[What you are asked to do]
Return only those lines of the records below in which "DelayGroup" appears.

Dataset entries

/---

PR #1569, opened 2026-02-17
Add link delay for output ports

FabianHofmann:

Adds configurable time delays for Link output ports. Energy withdrawn from `bus0` at snapshot `t` arrives at output ports after a delay measured in `snapshot_weightings.generators` (best choice I could make wo introducing a new field) units. This enables modeling transport delays (e.g. gas pipelines, shipping).

**New Link attributes:**
- `delay` / `delay2`, `delay3`, ... — delay in generator weighting time units per port
- `cyclic_delay` / `cyclic_delay2`, `cyclic_delay3`, ... — whether delayed energy wraps cyclically or is lost at boundaries

**Implementation:**
- `Links.get_delay_source_indexer()` computes per-snapshot source mappings using cumulative generator weightings, supporting both cyclic and non-cyclic modes
- `Links.split_by_port_delay()` groups links by delay/cyclicity for efficient constraint generation
- Nodal balance constraints apply the delay
- Post-solve result extraction applies matching shifts to `p1`, `p2`, ... DataFrames
- `check_link_delays` consistency check validates delay values are non-negative and within the snapshot horizon

**Bug fix:** Link-port attribute expansion (`bus2`, `bus3`, `efficiency2`, ...) no longer mutates shared Link defaults across Network instances. A targeted test was added for this.  

## Checklist


docs/user-guide/components/links.md
```diff
@@ -50,4 +50,33 @@ plant).
 
     Suppose a link representing a methanation process takes as inputs one unit of hydrogen and 0.5 units of carbon dioxide, and gives as outputs 0.8 units of methane and 0.2 units of heat. Then `bus0` connects to hydrogen, `bus1` connects to carbon dioxide with `efficiency=-0.5` (since 0.5 units of carbon dioxide is taken for each unit of hydrogen), `bus2` connects to methane with `efficiency2=0.8` and `bus3` to heat with `efficiency3=0.2`. [This example](../../examples/biomass-synthetic-fuels-carbon-management.ipynb) illustrates many modelling processes with multiple inputs and outputs using links.
 
+## Time-Delayed Energy Delivery
+
+Links can model time-delayed energy transport via the `delay` and `cyclic_delay` attributes. This is useful for representing transport delays in gas pipelines, hydrogen shipping, long-distance HVDC transmission, or any process where energy withdrawn at `bus0` arrives at output ports after a configurable time lag.
```
euronion:
```suggestion
Links can model time-delayed energy transport via the `delay` and `cyclic_delay` attributes. This is useful for representing transport delays in pipelines, shipping and other transport modes, or any process where energy withdrawn at `bus0` arrives at output ports after a configurable time lag.
```

Not sure why HVDC was mentioned, I think the electrons in those lines are also pretty fast.

docs/user-guide/components/links.md
```diff
@@ -50,4 +50,33 @@ plant).
...
+
+- **`delay`**: The delay in units of elapsed time, referencing `n.snapshot_weightings.generators`. Energy withdrawn from `bus0` at snapshot `t` arrives at `bus1` at `t + delay`. That is, for uniform hourly snapshots with unit weightings, `delay=3` means a 3-hour delay. In case of snapshot weightings greater than 1, the energy arrives at `bus1` the first snapshot at whose time step at least `delay` units later.
```
euronion: a) I don't understand the second part about snapshot weightings > 1
b) What is we have snapshots with weighting = 0? Are they skipped?
c) What if `port0` is activated in snapshot `t` with a `delay=1`, and `t+1` has a different weighting. How are e.g. `marginal_costs` or `efficiency` affected? Assume efficiency is snapshot dependent? Would that give an incentive to operate the link at `port0` in `t`? Not sure if that is fine or not.
d) In many instances we have started to allow `pd.Series` instead of scalar values for properties. Would it be possible or meaningful to do the same here? I.e. allow for a Series of delays, specifying different delays during different snapshots.
e) If the users changes their snapshots, they will also need to adjust the delay, right? I think it should fail rather than trying to automatically fix it and aligning it with a guessed snapshot.

docs/user-guide/optimization/energy-balance.md
```diff
@@ -27,6 +27,12 @@ where the **decision variables** are represented by:
...
 bus $n$. If $p_{l,t}>0$ it withdraws from the starting bus. The time-varying incidence matrix $L_{n,l,t}$ takes non-zero values $-1$ if the link $l$ starts at bus $n$ and efficiency $\eta_{n,l,t}$ if it ends at bus $n$. If $f_{l,t}>0$ it withdraws from `bus0` and feeds in $\eta_{n,l,t} f_{l,t}$ to `bus1`. For a link with more than two outputs (e.g. a combined heat and power plant), the incidence matrix $L_{n,l,t}$ has more than two non-zero entries with efficiencies $\eta_{n,l,t}$ for `bus2`, `bus3`, etc.. The entries may also be negative to denote additional inputs rather than multiple outputs.
 
+When a link has a non-zero `delay` attribute, the output flow at snapshot $t$ corresponds to the input at an earlier source snapshot $s(t)$ rather than at $t$ itself. The source snapshot $s(t)$ is the latest snapshot such that $\tau(s) \leq \tau(t) - \delta$, where $\tau$ denotes the cumulative start time derived from `snapshot_weightings.generators` and $\delta$ is the delay value. The delayed contribution to the energy balance at output bus $n$ becomes:
```
euronion, line 30: I think we should enforce that the delay ends on an existing snapshot, not matching it to the next snapshot. The user should explicitly need to handle this.

pypsa/components/_types/links.py
```diff
@@ -47,6 +47,13 @@ class Links(Components):
 
     _operational_variables = ["p"]
 
+    class DelayGroup(NamedTuple):
```
lkstrp: This should be internal and not nested in the class. And if further look at it, its not even necessary, is it?

pypsa/components/_types/links.py
```diff
@@ -116,3 +123,97 @@ def additional_ports(self) -> list[str]:
             for col in self.static.columns
             if (match := RE_PORTS_GE_2.search(col))
         ]
+
+    def split_by_port_delay(
+        self, port: str, *, subset: pd.Index | None = None
+    ) -> tuple[pd.Index, list[DelayGroup]]:
+        """Split links of a port into non-delayed assets and delayed groups.
```
lkstrp: The method shouldn't be exposed and I think this is not even a good class method and I would move this to the optimize code. It's only a helper there and wouldn't called otherwise and it also doesn't really tell you something meaningful on the Linksf

pypsa/components/_types/links.py
```diff
@@ -116,3 +123,97 @@ def additional_ports(self) -> list[str]:
...
+
+        Parameters
+        ----------
+        port : str
+            Port id like ``"1"``, ``"2"``, ...
```
lkstrp: This is no markdown formatting

pypsa/components/_types/links.py
```diff
@@ -116,3 +123,97 @@ def additional_ports(self) -> list[str]:
...
+        subset : pd.Index, optional
+            Optional subset of link names to process.
+
+        Returns
+        -------
+        tuple[pd.Index, list[DelayGroup]]
+            First element contains non-delayed link names. Second element contains
+            delay-groups, where each group has common ``delay`` and
+            ``is_cyclic`` values.
```
lkstrp: markdown

pypsa/optimization/constraints.py
```diff
@@ -942,7 +943,7 @@ def define_nodal_balance_constraints(
     if buses is None:
         buses = n.c.buses.static.index.unique("name")
 
-    links = as_components(n, "Link")
+    links = cast("Links", as_components(n, "Link"))
```
lkstrp: See comment above. This is not clean since only needed because we use a subclass specific method via general interface. Should rather be restructured instead of casted

Also as_components you can kick for internals wherever you see it

pypsa/optimization/constraints.py
```diff
@@ -954,14 +955,45 @@ def define_nodal_balance_constraints(
...
+            eff_attr = f"efficiency{i_suffix}"
             eff = links.da[eff_attr].sel(snapshot=sns)
-            args.append(["Link", "p", f"bus{i}", eff])
+
+            non_delayed, delayed_groups = links.split_by_port_delay(i)
+            if isinstance(non_delayed, pd.MultiIndex):
+                non_delayed = non_delayed.get_level_values("name").unique()
+            non_delayed = non_delayed.intersection(active)
+            if not non_delayed.empty:
+                args.append(
```
lkstrp: I think this can be simplified, can I just dug in here ? Just give me a go so we don't have merge conflicts

docs/user-guide/components/links.md
FabianHofmann: they definitely do

docs/user-guide/components/links.md
FabianHofmann: a) there is a "as" too much, I will add an example to clearify. 
b) weighting of 0? interesting use case. they are not skip, the would just not contribute to the cumulative sum of the snapshot weightings  when comparing delays and time elapsed. if you want to have that case bullet proof I can add a test for that. It could be that atm the a delay of 1 and a weighting of 0 would lead to energy traveling back in time. 
c) marginal_cost is always referencing `p0` so this is implicitly handled by the optimization, efficiency is only touching outputs `p1+`. if the efficiency is time-dependent, it will reference the efficiency at the arrival time, ie. the target snapshot. after thinking about it, I found this cleaner then the other way round, but open to change if this seems counter-intuitive.
d) honestly I wouldn't do it. I would be quite a complex thing. the cumulative comparison is already complex and this would make it even more complicated to review later. 
e)  do you mean if the user change the snapshots or their weightings? Since the delay takes the time elapsed into account, changing the snapshot alongside with the snapshot weighting is no problem. suppose delay is 3 and snapshot resolution is hourly (sn weights = 1) . now you are resampling to 3 hourly resolution (adjusting the sn weights to 3), everything works out of the box without touching the delay.

FabianHofmann:
> I love seeing this feature.
> 
> Left some comments without looking at it in more detail.
> 
> Another concern: How does this combine with the statistics module, especially if `aggregate_time=False`. Do we then need to specify `at_port` to get the right results for time-series, as they will be different depending on which port is selected.

thanks for the review @euronion. before we make the decision of killing the flexibility of having `delay != sn weight` or rather `delay != sn weight * n`, I would like to advocate for the convention I introduced dealing with these cases (last two sections) in link-delay.ipynb

run it with
``` 
gh pr checkout 1569
uv run jupyter notebook docs/examples/link-delay.ipynb
```

or have a look at the rdt built in a minute when it (hopefully) runs through


About the stastics module. that is working right away as it uses the already delayed dispatch time series at `p{port}`

lkstrp:
> before we make the decision of killing the flexibility of having delay != sn weight or rather delay != sn weight * n, I would like to advocate for the convention I introduced dealing with these cases (last two sections) in link-delay.ipynb

I am not too sure about the use cases. The convention looks clean and is also explained in a good way, but is it just convenience and it would always be better to make delays match with weights? I feel that this can be hard to investigate/ understand. If we keep the convention we could add warnings that some delay rounding is going on

FabianHofmann:
@lkstrp should we then introduce a consistency check? I still think `delay != weights * n` is valid as long as you think about snapshots with weights != 1 as time spans.

lkstrp:
I changed a couple of things and added multi horizon support (raised by @Irieo). @FabianHofmann If you could have another look?

Otherwise two more things:
- Should we also disallow negative delays? For new attributes I wanna be as strict as possible so we can have quick great user feedback with the validation layer without breaking things
- What about #1333 ? Do we wanna support delays there as well?

euronion:
> Otherwise two more things:
> 
> * Should we also disallow negative delays? For new attributes I wanna be as strict as possible so we can have quick great user feedback with the validation layer without breaking things
> * What about [Add processes components as multi-link alternative #1333](https://github.com/PyPSA/PyPSA/pull/1333) ? Do we wanna support delays there as well?

1. I think it would be good to allow for negative delays. That allows users to flexibly use the different buses as input and output. If we only allow for positive delays, then the user needs to start manually preprocessing data again.
2. Yes!

Related to the convention / automatic matching:
Consistency check + automatic matching would be an ok compromise for me.
I think the documentation is clear, although I don't look forward debugging this feature with non-uniform weightings. ;)

But I would be keen on hearing the comments from others.

FabianHofmann:
1. I also tend to keep it strictly zero/positive for now to avoid confusion in the models. formulation is already quite complex. but if you are saying this will be really useful we can ship that later @euronion?    
2. yes, I would definitely expand this to processes. but let's do it one by one though.  completely separate pr

@lkstrp fine with pulling in now?

lkstrp:
> I also tend to keep it strictly zero/positive for now to avoid confusion in the models. formulation is already quite complex. but if you are saying this will be really useful we can ship that later @euronion?

This would still need to be checked then

FabianHofmann:
> > I also tend to keep it strictly zero/positive for now to avoid confusion in the models. formulation is already quite complex. but if you are saying this will be really useful we can ship that later @euronion?
> 
> This would still need to be checked then

I it already checked by the consistency check but only warns. should we make that particular check always strict, ie. always raising? it is currently inside a function with another check, so setting the `strict` default to True would also affect the other check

\---

[Written answer]
+    class DelayGroup(NamedTuple):
+    ) -> tuple[pd.Index, list[DelayGroup]]:
+        tuple[pd.Index, list[DelayGroup]]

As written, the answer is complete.